• Extracted entries:
- Opening Delimiter -

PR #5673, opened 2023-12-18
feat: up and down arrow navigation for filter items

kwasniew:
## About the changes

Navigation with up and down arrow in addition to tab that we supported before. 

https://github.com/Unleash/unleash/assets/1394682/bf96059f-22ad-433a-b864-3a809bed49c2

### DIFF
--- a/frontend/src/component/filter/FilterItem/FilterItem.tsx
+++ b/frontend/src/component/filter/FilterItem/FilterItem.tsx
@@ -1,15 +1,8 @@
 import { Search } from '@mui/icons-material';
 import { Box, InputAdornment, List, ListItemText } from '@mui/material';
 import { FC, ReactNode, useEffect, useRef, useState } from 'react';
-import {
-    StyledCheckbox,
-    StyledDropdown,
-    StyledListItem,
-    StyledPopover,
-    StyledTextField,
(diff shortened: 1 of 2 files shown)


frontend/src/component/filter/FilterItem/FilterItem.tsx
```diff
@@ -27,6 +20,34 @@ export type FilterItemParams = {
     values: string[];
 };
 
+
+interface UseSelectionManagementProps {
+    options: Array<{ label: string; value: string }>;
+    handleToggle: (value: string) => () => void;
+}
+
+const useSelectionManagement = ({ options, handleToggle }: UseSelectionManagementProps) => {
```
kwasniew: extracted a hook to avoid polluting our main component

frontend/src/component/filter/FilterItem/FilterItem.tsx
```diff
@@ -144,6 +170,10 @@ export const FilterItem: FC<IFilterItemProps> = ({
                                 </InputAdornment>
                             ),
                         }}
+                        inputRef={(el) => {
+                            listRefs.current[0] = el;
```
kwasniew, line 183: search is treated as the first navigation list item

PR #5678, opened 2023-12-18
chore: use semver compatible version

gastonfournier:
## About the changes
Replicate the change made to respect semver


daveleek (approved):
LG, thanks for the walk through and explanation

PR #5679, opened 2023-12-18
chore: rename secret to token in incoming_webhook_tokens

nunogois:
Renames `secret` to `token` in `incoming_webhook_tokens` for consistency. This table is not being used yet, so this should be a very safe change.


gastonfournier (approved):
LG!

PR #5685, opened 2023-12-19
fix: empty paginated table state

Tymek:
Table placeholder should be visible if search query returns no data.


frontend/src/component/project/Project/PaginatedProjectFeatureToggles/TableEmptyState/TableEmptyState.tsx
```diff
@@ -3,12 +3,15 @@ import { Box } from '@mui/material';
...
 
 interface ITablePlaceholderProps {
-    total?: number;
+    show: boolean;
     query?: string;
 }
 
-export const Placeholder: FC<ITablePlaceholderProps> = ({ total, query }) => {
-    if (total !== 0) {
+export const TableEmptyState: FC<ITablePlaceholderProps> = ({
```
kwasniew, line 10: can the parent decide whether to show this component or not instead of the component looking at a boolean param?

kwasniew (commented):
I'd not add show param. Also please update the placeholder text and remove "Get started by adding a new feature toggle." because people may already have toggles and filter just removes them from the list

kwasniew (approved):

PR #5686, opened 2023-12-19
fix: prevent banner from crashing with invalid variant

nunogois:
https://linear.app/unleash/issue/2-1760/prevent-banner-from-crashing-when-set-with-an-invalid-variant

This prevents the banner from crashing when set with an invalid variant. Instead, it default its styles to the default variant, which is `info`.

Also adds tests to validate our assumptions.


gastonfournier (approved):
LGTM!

- Closing Delimiter -
- Opening Delimiter -

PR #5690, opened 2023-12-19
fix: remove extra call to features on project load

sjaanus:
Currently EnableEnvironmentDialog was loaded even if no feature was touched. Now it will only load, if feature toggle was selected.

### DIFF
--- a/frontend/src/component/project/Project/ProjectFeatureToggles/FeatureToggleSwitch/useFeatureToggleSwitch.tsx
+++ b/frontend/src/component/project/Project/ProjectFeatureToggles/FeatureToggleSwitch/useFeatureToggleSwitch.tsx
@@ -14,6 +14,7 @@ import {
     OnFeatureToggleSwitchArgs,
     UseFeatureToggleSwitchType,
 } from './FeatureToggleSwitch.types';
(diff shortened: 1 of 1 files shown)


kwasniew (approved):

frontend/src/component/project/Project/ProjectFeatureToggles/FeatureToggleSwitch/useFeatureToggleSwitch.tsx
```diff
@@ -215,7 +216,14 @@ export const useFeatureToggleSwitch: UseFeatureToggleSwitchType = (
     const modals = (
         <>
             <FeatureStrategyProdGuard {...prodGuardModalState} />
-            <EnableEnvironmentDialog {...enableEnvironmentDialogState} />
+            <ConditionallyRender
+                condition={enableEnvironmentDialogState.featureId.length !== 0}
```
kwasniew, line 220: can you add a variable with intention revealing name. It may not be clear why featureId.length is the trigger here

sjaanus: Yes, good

- Closing Delimiter -

• Exercise:
In the listing above, find the line containing "PR #5673, opened 2023-12-18" and the line containing "InputAdornment, List, ListItemText", then retype both and every line between them exactly, with nothing else.

• Completed exercise:
PR #5673, opened 2023-12-18
feat: up and down arrow navigation for filter items

kwasniew:
## About the changes

Navigation with up and down arrow in addition to tab that we supported before. 

https://github.com/Unleash/unleash/assets/1394682/bf96059f-22ad-433a-b864-3a809bed49c2

### DIFF
--- a/frontend/src/component/filter/FilterItem/FilterItem.tsx
+++ b/frontend/src/component/filter/FilterItem/FilterItem.tsx
@@ -1,15 +1,8 @@
 import { Search } from '@mui/icons-material';
 import { Box, InputAdornment, List, ListItemText } from '@mui/material';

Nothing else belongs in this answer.